La souffrance est engrainée et stockée dans mon bas ventre. Elle s'exprime à corps et à cri pendant mes règles. Je cherche depuis des années la signification de cette douleur car je pense que nulle douleur n'est anodine. Elle est là pour parler, pour pointer. Mais cette intolérable douleur elle pointe vers quoi ? En dehors de mon rapport délétère à la féminité. En dehors des traumas féminins transgénérationnels dont j'ai hérité. Elle pointe vers quoi ?
Je pars à l'aventure... j'ai décidé de vivre ma souffrance à l'endroit. J'explore les instants de ma vie où je l'expérimente et la banalise, la comprime et l'étouffe par bienséance, par stoïcisme, par négligence, par ignorance.
Je souffre lorsque je tire sur mes cheveux pour les démêler, indifférente à la délicatesse que réclame mon cuir chevelu. Je souffre lorsque je dis oui alors que alors que j'ai envie de dire non. Je souffre lorsque je constate l'indifférence dans les yeux de mon père. Je souffre à chaque fois que je dois rester le cul vissé sur ma chaise de bureau alors que j'ai envie de danser. Je souffre lorsque je n'essaye pas alors que je peux. Je souffre quand je m'interdis alors que j'ai envie. Je souffre de mes pieds comprimés dans des escarpins et de mes épaules cisaillées par des soutiens. Je souffre lorsque je serre les dents pour étouffer un cri à chaque bande de cire brûlantes arrachées de mon pubis. Je souffre lorsque mon corps est en bas et mon âme est en haut. Je souffre lorsque j'accepte des assauts qui me labourent les reins au lieu de les honorer. Je souffre lorsque ma parole est coupée. Je souffre lorsque je décèle que parfois les gens que j'aime le plus me veulent du mal. Je souffre du poison que certains mots blessants de ma mère déverse sur mon cœur.

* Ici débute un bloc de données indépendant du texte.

Issue #997, opened 2025-12-20
PHRASING_ELEMS missing <u>, <s>, and <bdi> elements causes paragraph splitting


gregko:
## Problem

The `PHRASING_ELEMS` array is missing several HTML5 phrasing content elements: `U`, `S`, and `BDI`. 

This causes Readability to incorrectly treat these inline elements as block-level, splitting paragraphs around them.

## Example

**Input HTML:**
```html
<p>Seigneur, mon Die<u>u</u> et mon salut</p>
```

Output (incorrect):

```html
<p>Seigneur, mon Die</p><u>u</u><p> et mon salut</p>
```

The &lt;u&gt; tag is being treated as a block element, breaking the paragraph into three parts.

Solution
Add the missing phrasing content elements to PHRASING_ELEMS:

```
 PHRASING_ELEMS: [
   // ... existing elements ...
  "BDI",  // Bidirectional text isolation
  "S",    // Strikethrough
  "U",    // Underline
   // ...
 ]
```
Per [HTML spec](https://html.spec.whatwg.org/multipage/text-level-semantics.html), these are all valid phrasing content elements that should be kept inline within paragraphs.

PR #1011, opened 2026-05-19
fix(Readability): treat S and BDI as phrasing content

SAY-5:
`PHRASING_ELEMS` is missing the HTML5 phrasing elements `S` and `BDI`, so Readability treats them as block-level and splits paragraphs around them (e.g. `<div>foo <s>bar</s> baz</div>` becomes `<p>foo </p><s>bar</s><p> baz</p>`). This adds both to `PHRASING_ELEMS` with a regression test.

Towards #997. I left `U` out for now because adding it changes the extracted output of the hukumusume test page, so that one is better handled separately.


gijsk (changes requested):
Thanks for the patch.

The testcase is a bit strange. We would typically add a minimal testcase to the testcases folder instead, with source and expected output.

I also think that we should include `u` and update the testcases accordingly (`generate-testcase.js` can do this for you if you delete the expected.html file first and then run it with the testcase slug as an argument). Or at least - I would like to see what changes that causes, before deciding whether any of these changes make sense. In isolation it is hard to see what this is really accomplishing.

SAY-5:
Rebased on main so the harness runs again, and hukumusume is green on both parsers now.

Serializing the source through jsdom didn't actually change that region, so I dug further: the mismatch wasn't the parsers disagreeing on the source, it was that Readability's output there contains a p inside a p (the outer font/span run wraps, and the inner u > font > span run wraps again), and no HTML parser can round trip that, so expected.html could never match on the jsdom leg. The two br tags inside the inner `u > font size="-2"` were the only reason the inner run got its own paragraph, so I dropped them from source.html and regenerated. Full suite is 1997 passing locally.

PR #1013, opened 2026-06-21
Fix: handle JSON-LD @type as array in _getJSONLD

JSap0914:
## Problem

The [JSON-LD specification](https://www.w3.org/TR/json-ld/#specifying-the-type) allows the `@type` property to be **either** a plain string (`"NewsArticle"`) **or** an array of strings (`["NewsArticle", "Article"]`). The second form is common in the wild — for example when a page is both a `BlogPosting` and an `Article`.

`Readability._getJSONLD` calls `.match()` directly on the `@type` value in three places. `Array.prototype.match` does not exist, so when `@type` is an array the call throws a `TypeError`. The surrounding `try/catch` swallows the error silently, leaving the JSON-LD block completely ignored. Every metadata field — title, byline, excerpt, siteName, publishedTime — then falls back to (usually noisier) scraped HTML values.

## Fix

Add a small `matchesArticleType(type)` helper inside `_getJSONLD` that normalises `@type` to an array before testing each element against `REGEXPS.jsonLdArticleTypes`. Replace the three existing `.match()` call-sites that operated directly on `@type` with this helper.

## Test

Add a new test page `test/test-pages/jsonld-array-type/` whose JSON-LD block uses `@type: ["NewsArticle", "Article"]`. Without the fix, all five metadata fields fail; with the fix, all pass.

```
Before: 10 failing (title, byline, excerpt, siteName, publishedTime — jsdom + JSDOMParser)
After:  15 passing (all new tests green, all 1984 existing tests still pass)
```

> AI-assisted contribution.

### DIFF
--- a/Readability.js
+++ b/Readability.js
@@ -1659,6 +1659,17 @@ Readability.prototype = {
     var scripts = this._getAllNodesWithTag(doc, ["script"]);
 
     var metadata;
+    var self = this;
+
+    // @type can be a string or an array of strings per the JSON-LD spec.
+    function matchesArticleType(type) {
+      var types = Array.isArray(type) ? type : [type].filter(Boolean);
+      return types.some(function (t) {
+        return (
+          typeof t === "string" && !!t.match(self.REGEXPS.jsonLdArticleTypes)
+        );
+      });
+    }
 
     this._forEachNode(scripts, function (jsonLdElement) {
       if (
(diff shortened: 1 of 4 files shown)


Readability.js
```diff
@@ -1659,6 +1659,17 @@ Readability.prototype = {
...
 
     var metadata;
+    var self = this;
+
+    // @type can be a string or an array of strings per the JSON-LD spec.
+    function matchesArticleType(type) {
+      var types = Array.isArray(type) ? type : [type].filter(Boolean);
+      return types.some(function (t) {
+        return (
+          typeof t === "string" && !!t.match(self.REGEXPS.jsonLdArticleTypes)
```
gijsk, line 1669: Doesn't seem like we need both `.filter` here and then a typeof check below - can we drop the filter?

gijsk (changes requested):
The PR description says that the array variation is "common" - can you give some high profile examples where this happens? I don't see it on some news sites that I spot-checked - they all use a single string.

I also note some superfluous work that the patch is doing inline.

PR #1015, opened 2026-07-07
Fix #1012: Prevent aggressive stripping of below/bellow header content wrappers

### LINKED ISSUE #1012: knowablemagazine.org - Does not show the article, republish message displayed after enabling reader mode
**Environment:**
Operating system: Linux/Windows 10
Firefox version: Firefox 152/154

**Steps to reproduce:**
1. Navigate to: https://knowablemagazine.org/content/article/mind/2026/why-we-crave-social-interaction?utm_source=firefox-newtab-en-us
2. Enable reader mode.

**Expected Behavior:**
Article displayed in reader mode.

**Actual Behavior:**
Displays only a republish message.

Screenshot: 

Image

See also: https://bugzilla.mozilla.org/show_bug.cgi?id=2045019

hanumanraj07:
Fixes #1012

**Description**
Currently, Readability fails to parse articles on sites like `knowablemagazine.org` where the main content is wrapped inside a container with a class such as `bellowheadercontainer`. 

The `unlikelyCandidates` regex aggressively strips out elements containing the word `header` without checking for word boundaries. As a result, structural containers using class names like `below-header` or `bellowheader` are prematurely removed from the DOM, causing Readability to completely miss the main article content and fallback to parsing unrelated footer elements.

This PR adds `below` and its common typo `bellow` to the `okMaybeItsACandidate` safeguard regex. This ensures that classes indicating placement beneath a header (which frequently wrap the main article content) bypass the `unlikelyCandidates` purge and receive a proper chance to be scored.

**Testing**
- All 1,984 automated tests pass successfully. 
- Verified that `okMaybeItsACandidate` correctly safeguards the article container to resolve the parsing failure in #1012.

### DIFF
--- a/Readability-readerable.js
+++ b/Readability-readerable.js
@@ -24,7 +24,7 @@ var REGEXPS = {
   // Readability.js. Please keep both copies in sync.
   unlikelyCandidates:
     /-ad-|ai2html|banner|breadcrumbs|combx|comment|community|cover-wrap|disqus|extra|footer|gdpr|header|legends|menu|related|remark|replies|rss|shoutbox|sidebar|skyscraper|social|sponsor|supplemental|ad-break|agegate|pagination|pager|popup|yom-remote/i,
-  okMaybeItsACandidate: /and|article|body|column|content|main|mathjax|shadow/i,
+  okMaybeItsACandidate: /and|article|body|column|content|main|mathjax|shadow|below|bellow/i,
 };
 
 function isNodeVisible(node) {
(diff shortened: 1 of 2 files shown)


gijsk (changes requested):
Thanks for the PR.

Unfortunately, it doesn't seem reasonable to treat "below" as semantically indicating "this is important article text" - even worse for "bellow".

Is there no other markup that can be used to make this determination? And/or, is there evidence that this class name structure is common for other sites than `knowablemagazine.org`, due to common CMSes or similar? 

Also, please add a testcase to the testcases folder for this so we don't regress it in future - you can use the `generate-testcase.js` script to do this easily.

gijsk (changes requested):
Doesn't look like the PR changed since last time? I already left a comment before.

hanumanraj07:
I'm closing this PR. After further investigation, adding below and bellow to okMaybeItsACandidate is too generic and doesn't semantically indicate the main article content.

We tried an alternative approach (adding word boundaries to header in unlikelyCandidates like \bheader\b) which correctly safeguards bellowheadercontainer, but this unfortunately broke several existing test cases (like the SRE book) where valid sub-headers were no longer stripped out.

Given that knowablemagazine.org hides its real content behind Cloudflare's CAPTCHA block and doesn't appear to have any other standard semantic markup on the article container, this seems to be a site-specific parsing failure that is not safely fixable on a global level. Thanks for your review!

Issue #1016, opened 2026-07-09
understandingwar.org shows end notes instead of main body


gijsk:
Moved from: https://bugzilla.mozilla.org/show_bug.cgi?id=2051603

**Environment:**
Operating system: Windows
Firefox version: Firefox 152.0.3 (release)

**Preconditions:**
- Clean profile

**Steps to reproduce:**
1. Navigate to: https://understandingwar.org/research/russia-ukraine/russian-offensive-campaign-assessment-june-27-2026/
2. Trigger reader mode from the toolbar and observe

**Expected Behavior:**
Reader mode renders the page correctly

**Actual Behavior:**
Reader mode is broken

**Notes:**
- Reproducible on the latest Firefox Release and Nightly
- Reproducible regardless of the ETP setting
- Works as expected using Chrome

---

Created from webcompat-user-report:c6b45216-30e4-4a32-9819-72e2fd0bfdd1

PR #1022, opened 2026-07-25
Fix plain text links in citations

aakashsbhatia2:
This fixes issue - https://github.com/mozilla/readability/issues/1016

It seems like the issue is in the scoring algorithm. The end links are scored higher than the article content causing it to take precedence. I updated `_getLinkDensity()` to consider urls not wrapped in `<a>` tags as well. Added the source as a test case


Readability.js
```diff
@@ -2140,7 +2143,7 @@ Readability.prototype = {
    * @param Element
    * @return number (float)
    **/
-  _getLinkDensity(element) {
+  _getLinkDensity(element, includePlainTextUrls) {
     var textLength = this._getInnerText(element).length;
```
gijsk, line 2147: Let's maybe cache the return of `getInnerText` which may not be cheap for large nodes, given we now potentially reuse it further down?

gijsk (changes requested):
Thanks for the PR!

This looks interesting and the change makes sense to me. My main question is whether we really need the argument - do we not want to count the plaintext links for all `_getLinkDensity` callers? If not, why not? :-)

gijsk:
Oh, and one minor thing - can we strip scripts from the input HTML to avoid accidentally running them when checking testcases? Thank you!

(if the generate testcase script doesn't do this, it wouldn't hurt to change that... though obviously that's a separate problem)

PR #464, opened 2024-05-22
First draft of job status response

### LINKED ISSUE #461: Communicate admin command results to dashboard (pooling)
This is a follow up of other PRs like #418  &  #431 
Since the dasboard is another app we can't listen to the events directly on the dashboard..
Also, as we're only serving/using static pages (not another node.js server) we don't have APIs or routes on the dashboard (so we can't call any API back either)

Implementing a more advanced messaging mechanism (queues, web sockets)  is pretty much impossible  task atm, unless we convert the dashboard to a fully node.js app (But currently the dashboard does not even build using other option than "output:export" on nextConfig, so that is another limitation.. and we probably don't need another full node.js app anyway

What we can do atm is have some sort of pooling mechanism to get the status of the latest admin commands...
When we issue the admin commands, we get a "job id" as part of the 200 response, so we can ask about his execution a few seconds later.. (right now we just send a random msg saying the command was delivered without follow up) 

When we catch/listen the events, we update the job status on the list of "pending execution"

Once the job is cleared/finished and dashboard has received that info at least once, the job is cleared permanently from the list

paulo-ocean:
Fixes #461 

Changes proposed in this PR:

- Implement a Job status mechanism (jobs queue) for long running commands (async commands with no direct/response, like currently the admin indexer / "reindex" ones are)
- Handler sends job info on the response (instead of just a "dummy" message)
- When actions complete (either with success or failure emit events &
- Modify received job status accordingly (delivered, pending execution, failed, success, etc), when they execute/complete/fail
- Created Get Job status API/endpoint
- Pool job status from dashboard and update UI/provide visual feedback accordingly

Screenshot from 2024-05-27 17-01-02
Screenshot from 2024-05-27 17-01-07
Screenshot from 2024-05-27 17-01-26


jamiehewitt15:
This looks good, I like the pooling solution. The Alert gets the message across in the UI nice, although I'm wondering if the Pending message would be better with an info status rather than a warning? The warning makes it look like something might have gone wrong.

paulo-ocean:
> This looks good, I like the pooling solution. The Alert gets the message across in the UI nicely, although I'm wondering if the Pending message would be better with an info status rather than a warning? The warning makes it look like something might have gone wrong.

Well, i see... but "pending" its not good or bad, it can still go both ways :-) 
I wanted to have different colors for different status, and considered there's only 4 by default, it looked appropriated, but i didn't wanted to go into much details on the UI side..
Any color suggestions? Maybe i can just easily change the default color for a given "severity"
tkx

jamiehewitt15:
> Any color suggestions?

Maybe yellow, rather than orange?

paulo-ocean:
> > Any color suggestions?
> 
> Maybe yellow, rather than orange?

I've update the color scheme.. i didn't went for the `yellow` because its hard to read with `white` text, and didn't wanted to override also different text colors for each status, seemed a bit too much...
So, used some `light grey ` for the "Pending" because its actually not doing anything... and updated the others to slight different shades of 'red', 'blue' and 'green'
tkx

jamiehewitt15 (approved):
Tested locally and it works well. The feedback to the user is a good addition

bogdanfazakas (approved):
lgtm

Voilà c'est dit. Jusqu'à aujourd'hui mon existence était faite de bouts de souffrance ordinaire, enfilées comme des perles sur le fil de ma vie. Elle s'imprègne avec une aisance déconcertante partout. C'est fou, je n'en avais pas conscience. Et on se l'inflige souvent seul comme des grands. On la minimise ou on la tait sans lui laisser la possibilité de s'exprimer. On regarde ailleurs. Heartbreaking. Ça suffit.